Task to complete: When checking the entries below, count every line with the word "isinstance", then give only that number.

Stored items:
Issue #756, opened 2016-10-02
Flaky update tests


TethysSvensson:
Our doctests for checking if update.py works correctly is very flaky. I assume it is caused by github limiting our requests.

zachriggle:
I have no ideas for this.  If we use an API key, instead of us being grouped with Travis CI's users, all of the Pwntools users will be grouped together -- potentially causing update failures.

We could just remove the Github check altogether?

PR #761, opened 2016-10-07
Remove all Github update checks

zachriggle:
These were nice-to-have, but as long as PyPi is updated and functioning
properly, we don't need to check Github.

Fixes Gallopsled/pwntools#756


zachriggle:
Merging despite coverage decrease, since there's less code now and no still-relevant tests were removed.

No need for this to be backported to beta, since the code still _works_, just has CI issues when it gets hit frequently from Travis.

PR #762, opened 2016-10-10
Correct commandline parsing

ginjabenjamin:
## Explanation

argv[1] is 'unhex' which is causing the hex arguments to fail translation. Changed argv[1:] to argv[2:] so that only hex arguments are decoded.
# hacktoberfest
## Target Branch

| Branch | Type of PR |
| --- | --- |
| `stable` | Bug fixes that affect the current `stable` branch |

### DIFF
--- a/pwnlib/commandline/unhex.py
+++ b/pwnlib/commandline/unhex.py
@@ -20,7 +20,7 @@ def main(args):
             s = sys.stdin.read().translate(None, whitespace)
             sys.stdout.write(s.decode('hex'))
         else:
-            sys.stdout.write(''.join(sys.argv[1:]).decode('hex'))
+            sys.stdout.write(''.join(sys.argv[2:]).decode('hex'))
     except TypeError, e:
         sys.stderr.write(str(e) + '\n')
 


TethysSvensson:
This does not actually affect stable as far as I can tell. It does affect beta and dev.

TethysSvensson:
I wonder if the other command line utilities have similar issues. @zachriggle do you have time to look at it?

zachriggle:
The reason for this is the errant use of `sys.argv` at all.  It looks like this is the only place it appears for the `commandline` handlers.

```
$ git grep sys.argv pwnlib/commandline
pwnlib/commandline/common.py:28:def main(file=sys.argv[0]):
pwnlib/commandline/common.py:31:    sys.argv.insert(1, name)
pwnlib/commandline/unhex.py:23:            sys.stdout.write(''.join(sys.argv[1:]).decode('hex'))
```

A correct solution would be to create an `ArgumentParser` object and use that, instead of direct references, similar to how `hex` works.

It looks like `unhex` already follows this pattern, so it's a simple fix.

Fixed with 9af20c778f0a5e998182d1d49260da96bde34151

PR #765, opened 2016-10-12
Adding escaped hex output format to shellcraft -f option

bstub:
While using shellcraft as a stand-alone utility to generate shellcode for PoC's, I found the python hex notation very useful.

Maybe someone else can use it too?

### DIFF
--- a/pwnlib/commandline/shellcraft.py
+++ b/pwnlib/commandline/shellcraft.py
@@ -60,7 +60,7 @@ p.add_argument(
                'd', 'escaped',
                'default'],
     default = 'default',
-    help = 'Output format (default: hex), choose from {r}aw, {s}tring, {c}-style array, {h}ex string, hex{i}i, {a}ssembly code, {p}reprocssed code, escape{d} hex string',
+    help = 'Output format (default: hex), choose from {e}lf, {r}aw, {s}tring, {c}-style array, {h}ex string, hex{i}i, {a}ssembly code, {p}reprocssed code, escape{d} hex string',
 )
 
 p.add_argument(
--- a/pwnlib/commandline/shellcraft.py
+++ b/pwnlib/commandline/shellcraft.py
@@ -57,10 +57,10 @@ p.add_argument(
                'p',
                'i', 'hexii',
                'e', 'elf',
-               'a', 'escaped',
+               'd', 'escaped',
                'default'],
     default = 'default',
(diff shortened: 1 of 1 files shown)


zachriggle:
I like the idea, but the implementation could be much simpler. Calling
print(repr(list)) does this simpler and more compatibly.

If it helps any, there is already a "string" option.

If you can switch from the manual hex escape to repr/list I can merge this.

br0ns:
Also, this notation is not really Python specific.  What about `{e}scaped`?

bstub:
{e} is currently used by elf.

esc{a}ped --escaped ?

br0ns:
Right.  I missed ELF since it not in the help text.  Could you add it?

Also, I'm a little out of touch with Pwntools so I'll let @zachriggle or @Idolf merge the PR.

zachriggle:
Looks like it's still using `'\\x%02x'` instead of `repr()`

bstub:
@br0ns - Sure, just added it.
@zachriggle - Yeah i know, just seemed less weird since _string already use the same syntax.

tmfink:
A possible downside of using `repr()` is that printable characters will not
be slash X encoded. Depending on your preference, it may look strange to
have a mix of byte representations.

bstub:
@tmfink yes, {s}tring already does this.

zachriggle:
Technically the `s` / `string` does not.  It creates a C or PHP-compatible string.

bstub:
C or PHP-compatible, it's still mixed.

I have nothing further to add.

TethysSvensson:
@zachriggle: The current `-f s` is _not_ c-compatible.

```
dev:~/git/pwntools> shellcraft -fs thumb.push 48
"O\xf00\x07\x80\xb4"

dev:~/git/pwntools> echo 'int main() { puts("O\xf00\x07\x80\xb4"); }' | gcc -x c -
<stdin>: In function ‘main’:
<stdin>:1:14: warning: implicit declaration of function ‘puts’ [-Wimplicit-function-declaration]
<stdin>:1:19: warning: hex escape sequence out of range
dev:~/git/pwntools> ./a.out | xxd
00000000: 4f0a                                     O.
```

C parses hex escapes in a strange way. I do not think repr is the way to go.

zachriggle:
@Idolf it looks like I remembered incorrectly, `-fs` is for `echo -e` shell compatibility per the comments on #451

TethysSvensson:
I say we accept this in some form -- either by replacing the current `-f s` or by accepting this as it is.

PR #766, opened 2016-10-13
Nice shell simulator wrapping tubes or functions implementing exploits

f0rki:
This implement functionality similar to https://github.com/praetorian-inc/pyshell but using the pwnlib internals. It aims to be a little more flexible, i.e. to support
- webshells
- all kinds of tubes 
- in general any function, that takes a command as input, executes it somehow/somewhere and 
  returns it's output.

I guess this pull request is likely gonna take a little more work. Actually I wanted to get feedback early on.
- _general usefulness/feature ideas:_ any ideas/wishes what is missing or whether this is even useful?
- _testing:_ some of the the examples/doctests assume the availability of a webshell. This will fail. How to deal with that? Also the examples are riddled with calls to ShellSim.interactive() which is similar to tube.interactive. How to test that? Just avoid those kind of things?
- _integration:_ I'm not sure what to expose on what level, i.e. what should be available on `from pwn import *`

### DIFF
--- a/pwnlib/util/__init__.py
+++ b/pwnlib/util/__init__.py
@@ -1,7 +1,7 @@
 __all__ = [
     'crc', 'cyclic', 'fiddling', 'hashes', 'iters',
     'lists', 'misc', 'net', 'packing', 'proc', 'safeeval',
-    'web'
+    'web', 'shellsim'
 ]
 
 from . import crc
@@ -17,3 +17,4 @@ from . import proc
 from . import safeeval
 from . import sh_string
 from . import web
+from . import shellsim
--- a/pwnlib/util/shellsim.py
+++ b/pwnlib/util/shellsim.py
@@ -88,6 +88,23 @@ If you want to dump the files from the server:
     >>> print sh.download("/home/ctf")
     Written contents of /home/ctf file to /home/user/downloads/_home_ctf-2016-10-13T15:32:33.tar.gz
 
+When in interactive mode you can use the `:download` command to achieve the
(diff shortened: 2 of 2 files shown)


zachriggle:
> general usefulness/feature ideas: any ideas/wishes what is missing or whether this is even useful?

I'm not sure that it's useful, but I'm willing to be convinced.  What would I use this for? If I can inject commands, why would I not just start `bash` and then a reverse shell?

> testing: some of the the examples/doctests assume the availability of a webshell. This will fail. How to deal with that? Also the examples are riddled with calls to ShellSim.interactive() which is similar to tube.interactive. How to test that? Just avoid those kind of things?

If it's not a feature that users can rely on enough to have functioning tests, pwntools might not be the best place for it.

> integration: I'm not sure what to expose on what level, i.e. what should be available on from pwn import *

I would recommend that you implement `tube` interface.  Currently you're declaring a brand-new interface.

f0rki:
> I'm not sure that it's useful, but I'm willing to be convinced. What would I use this for? If I can inject commands, why would I not just start bash and then a reverse shell?
- If you are limited by your network and cannot start a listener for the reverse shell. (e.g. university networks) and don't have a machine available that can be used for that.
- Setting up a reverse shell is too much effort (e.g. no nc available on the host, filtering of outbound traffic, etc.)

But on second thought these are probably too much of an edge case. Probably better off in a separate package.

zachriggle:
Netcat isn't needed for a reverse shell. Bash itself is fully capable
without any extra utilities.

PR #768, opened 2016-10-14
Bugfix in `MemLeak.struct`.

br0ns:
The function didn't work due to `sizeof` not being defined.  This PR imports `ctypes` and uses `ctypes.sizeof`.


TethysSvensson:
3.1.1 and 3.2.0beta5 have been released with this bugfix.

PR #771, opened 2016-10-16
Make coding style comply  with PEP8 (excluding E501)

bstub:
Initial commit to make pwntools comply with the PEP8 code style guide.

https://www.python.org/dev/peps/pep-0008/

After speaking with @Idolf about this, we decided to try and see how PEP8 would fit the pwntools project. We might need to bend a few rules (like E501, 'long lines').

Look at the diff, suggestions are welcome...

### DIFF
--- a/pwnlib/shellcraft/__init__.py
+++ b/pwnlib/shellcraft/__init__.py
@@ -2,7 +2,6 @@ import os
 import re
 import sys
 from types import ModuleType
-
 from . import internal
 from .. import constants
 from ..context import context
@@ -109,7 +108,7 @@ class module(ModuleType):
         return result
 
     template_dir = os.path.join(os.path.dirname(__file__), 'templates')
-    templates    = []
+    templates = []
 
     for root, subfolder, files in os.walk(template_dir):
         for file in filter(lambda x: x.endswith('.asm'), files):
@@ -123,7 +122,7 @@ class module(ModuleType):
     templates = sorted(templates)
 
     def eval(self, item):
-        if isinstance(item, (int,long)):
+        if isinstance(item, (int, long)):
             return item
         return constants.eval(item)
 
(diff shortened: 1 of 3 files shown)


zachriggle:
Can you add a script to e.g. `.travis/pep8.sh` which auto-formats the source?

We can then add this as:
1. A presubmit hook
2. A Travis CI test by applying it, and ensuring that Git reports no changes

bstub:
That would defeat my hidden agenda, getting to know pwntools project better (by reading all the code while doing something useful) ;)

I'll bet someone else made that script already, let me see what I can dig up.

Maybe autopep8 can be used?

zachriggle:
One of the exceptions that I'd prefer probably be PEP-8's rule of "(No) More than one space around an assignment (or other) operator to align it with another."

```
Yes:

x = 1
y = 2
long_variable = 3

No:

x             = 1
y             = 2
long_variable = 3
```

Compare:

``` py
error   = log.error
warning = log.warning
warn    = log.warning
info    = log.info
debug   = log.debug
success = log.success
```

``` py
error = log.error
warning = log.warning
warn = log.warning
info = log.info
debug = log.debug
success = log.success
```

zachriggle:
Also, looking through PEP8 I don't see any suggestion that single-clause `if` statements be broken onto multiple lines.

``` diff
-    if O: rv['os']=O
-    if A: rv['arch']=A
+    if O:
+        rv['os'] = O
+    if A:
+        rv['arch'] = A
```

zachriggle:
Okay, so it looks like there are two tools, `pep8` and `autopep8`, which will report and fix (respectively) source to match PEP8.

They follow the same rule naming convention, so we can use both tools and a single config file.

Rules I'd like to avoid:
- E221 - Multiple spaces before operator
  - This breaks creating vertically-aligned blocks of code on `=`
  - Alternately `E222`, but need one of them
- E226 - Missing whitespace around arithmetic operator
  - This forces e.g. `foo*4` or `i+1` into `foo * 4` or `i + 1`
  - I don't really care, it just seems silly to _force_ it
- E227 - Missing whitespace around shift operator
  - Same as above (`x<<8` vs `x << 8`
- E203 - Whitespace before `':'`
  - Breaks alignment on `:`
- E241 - Multiple spaces after `:`
  - Breaks vertically-aligned blocks of code on `:`
- E251 - Unexpected spaces around keyword / parameter equals
  - Breaks vertically-aligned keyword arguments spanning multiple lines 
- E261 - At least two spaces before inline comment
  - This just seems silly `foo # comment` vs `foo  # comment`

Rules which are problematic:
- E231
  - `constants` module generator needs to be fixed for this
- E402 - Module level import not at top of file
  - I don't mind this on face value, but somebody needs to figure out how to get `isort` to follow this

zachriggle:

PR #773, opened 2016-10-17
Format all code to PEP8, minus a few excluded rules and locations

zachriggle:
Require all future code to pass these checks.

The current version of code passes both of the following:
- `autopep8 --in-place --global-config travis/pep8.conf -r pwnlib`
- `pep8 --config=travis/pep8.conf --show-source pwnlib`

Fixes Gallopsled/pwntools#771


TethysSvensson:
I think this is a brilliant idea. If you get this to pass travis, feel free to merge.

zachriggle:

PR #774, opened 2016-10-17
Automatic update checking should not log to stdout.

zachriggle:
This breaks piping into files for all of the command-line utilities.


zachriggle:
CC @Idolf @br0ns

PR #775, opened 2016-10-18
Fix typos in cyclic.py's docstrings

justinsteven:
Trivial typos. The `cyclic()` one was annoying me, whacked some others while I was at it.


zachriggle:
Thanks for the contribution, @justinsteven!

Issue #781, opened 2016-10-19
pwn.cyclic() can generate less than `length` elements


justinsteven:
`pwn.cyclic()`, when `n` and `alphabet` args are left at their default, only generates 456976 characters when `length` is >= 456976

```
23:22:16[justin@diablo ~]% python -c'import pwn, sys; sys.stdout.write(pwn.cyclic(456977))' | wc -c
456976

23:22:24[justin@diablo ~]% python -c'import pwn, sys; sys.stdout.write(pwn.cyclic(1000000))' | wc -c
456976
```

This seems to be intentional. `pwn.cyclic()` claims to be a simple wrapper over `pwn.de_bruijn()` which fesses up to only being able to yield up to `len(alphabet)**n` elements.

Which of the following would be less surprising to users:
1. Generating less characters than asked for, messing up alignment in cases where users expected to be given exactly `length` elements (the current approach)
2. Generating patterns where there are repeated substrings of length `n`

This had me chasing my tail for longer than I care to admit tonight :(

If `pwn.cyclic()` should be made to generate exactly `length` elements (e.g. by repeating the sequence yielded by `pwn.de_bruijn()`) perhaps it could be made to emit a warning when it has no choice but to repeat substrings of length `n`.

zachriggle:
First, a pro tip:

```
$ cyclic 100 | wc -c
100
```

Per the definition of `de_bruijn` and `cyclic`, option 2 isn't really permissible.  Option 1 may be misleading (per your troubles), so I think that the correct answer is similar to your conclusion, but a hard error instead of a warning.

justinsteven:
Perfect. Thanks @zachriggle :+1:

PR #782, opened 2016-10-19
Add an error to cyclic() if the requested length is too long

zachriggle:
$ cyclic 999999999
[ERROR] Can't create a pattern length=999999999 with len(alphabet)==26 and n==4

Fixes Gallopsled/pwntools#781


zachriggle:
Coverage decreased (-0.0004%) !!!!!

PR #1454, opened 2020-03-17
Enable text colors in Windows console

peace-maker:
Consoles on Windows 10 [support ANSI escape sequences](https://docs.microsoft.com/en-us/windows/console/console-virtual-terminal-sequences) including color codes.
Emulate unix curses/terminalinfo `tigetstr` terminal capabilities by hardcoding the given escape sequences for used curses capabilities.

ANSI escape sequences have to be enabled using `kernel32.SetConsoleMode(hndl, ENABLE_VIRTUAL_TERMINAL_PROCESSING)` for the current console on Windows 10.
This uses the proposed way to enable it from within Python from the rejected feature request over at https://bugs.python.org/issue30075

### DIFF
--- a/pwnlib/term/unix_termcap.py
+++ b/pwnlib/term/unix_termcap.py
@@ -1,0 +1,59 @@
+from __future__ import division
+from __future__ import print_function
+
+__all__ = ['get']
+import curses
+import os
+import sys
+
+cache = None
+
+def get(cap, *args, **kwargs):
+    default = kwargs.pop('default', '')
+
+    if 'PWNLIB_NOTERM' in os.environ:
+        return ''
+
+    # Hack for readthedocs.org
+    if 'READTHEDOCS' in os.environ:
+        return ''
+
+    if kwargs != {}:
+        raise TypeError("get(): No such argument %r" % kwargs.popitem()[0])
+
+    if cache == None:
+        init()
+    s = cache.get(cap)
+    if not s:
+        s = curses.tigetstr(cap)
+        if s == None:
+            s = curses.tigetnum(cap)
+            if s == -2:
+                s = curses.tigetflag(cap)
+                if s == -1:
+                    # default to empty string so tparm doesn't fail
+                    s = ''
+                else:
+                    s = bool(s)
+        cache[cap] = s
+    # if `s' is not set `curses.tparm' will throw an error if given arguments
+    if args and s:
+        return curses.tparm(s, *args)
+    else:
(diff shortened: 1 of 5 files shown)


setup.py
```diff
@@ -63,9 +63,6 @@
                         'unicorn>=1.0.2rc1', # see unicorn-engine/unicorn#1100, unicorn-engine/unicorn#1170
 ]
 
-if sys.platform == 'win32':
-    install_requires.append('windows-curses>=2.1.0')
```
Arusekk, line 67: Why this got deleted? I thought it was necessary

pwnlib/term/unix_termcap.py
```diff
@@ -0,0 +1,57 @@
...
+        return ''
+
+    # Hack for readthedocs.org
+    if 'READTHEDOCS' in os.environ:
+        return ''
+
+    if kwargs != {}:
+        raise TypeError("get(): No such argument %r" % kwargs.popitem()[0])
+
+    if cache == None:
```
Arusekk: This is a good chance to fix singleton comparison:
```suggestion
    if cache is None:
```

pwnlib/term/windows_termcap.py
```diff
@@ -0,0 +1,90 @@
...
+def get(cap, *args, **kwargs):
+    default = kwargs.pop('default', '')
+
+    if 'PWNLIB_NOTERM' in os.environ:
+        return default
+
+    if kwargs != {}:
+        raise TypeError("get(): No such argument %r" % kwargs.popitem()[0])
+
+    if cache == None:
```
Arusekk: Same here:
```suggestion
    if cache is None:
```

Arusekk (changes requested):
Great! There are those things I noticed, but I hope to merge it as soon as they get fixed.

setup.py
peace-maker: It was necessary in the previous commit, since pwnlib.term.termcap was still imported and used throughout the codebase. `windows-curses` has the `tigetstr` family of API nulled, so the `termcap` code did nothing. Now we don't import `curses` on windows anymore but hardcode the escape sequences.

https://github.com/zephyrproject-rtos/windows-curses/blob/8256c8970c53c26f9885c799febfeea671394403/term.h#L3-L6

Arusekk:
Please merge or rebase onto current dev, thanks

peace-maker:
Rebased.

PR #1460, opened 2020-03-21
GitHub actions

### LINKED ISSUE #1400: Ditch travis CI, and use GitHub Actions instead
We should try out the actions button some day, as Travis CI sometimes behaves ridiculous. It also suffers from checkpoint-less builds, so the caching is not as effective as it could be.

Arusekk:
Closes #1400

Travis CI has been suffering from several issues linked to using outdated system images.
We can now use infrastructure supplied by GitHub in order to get better integration.

### DIFF
--- a/.coveragerc
+++ b/.coveragerc
@@ -1,8 +1,10 @@
 [run]
 branch = True
+parallel = True
 omit =
     */constants/*
 source =
     pwn
     pwnlib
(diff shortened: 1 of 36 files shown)


heapcrash:
This seems to be broken, can you take a look @Arusekk?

Exercise output: 2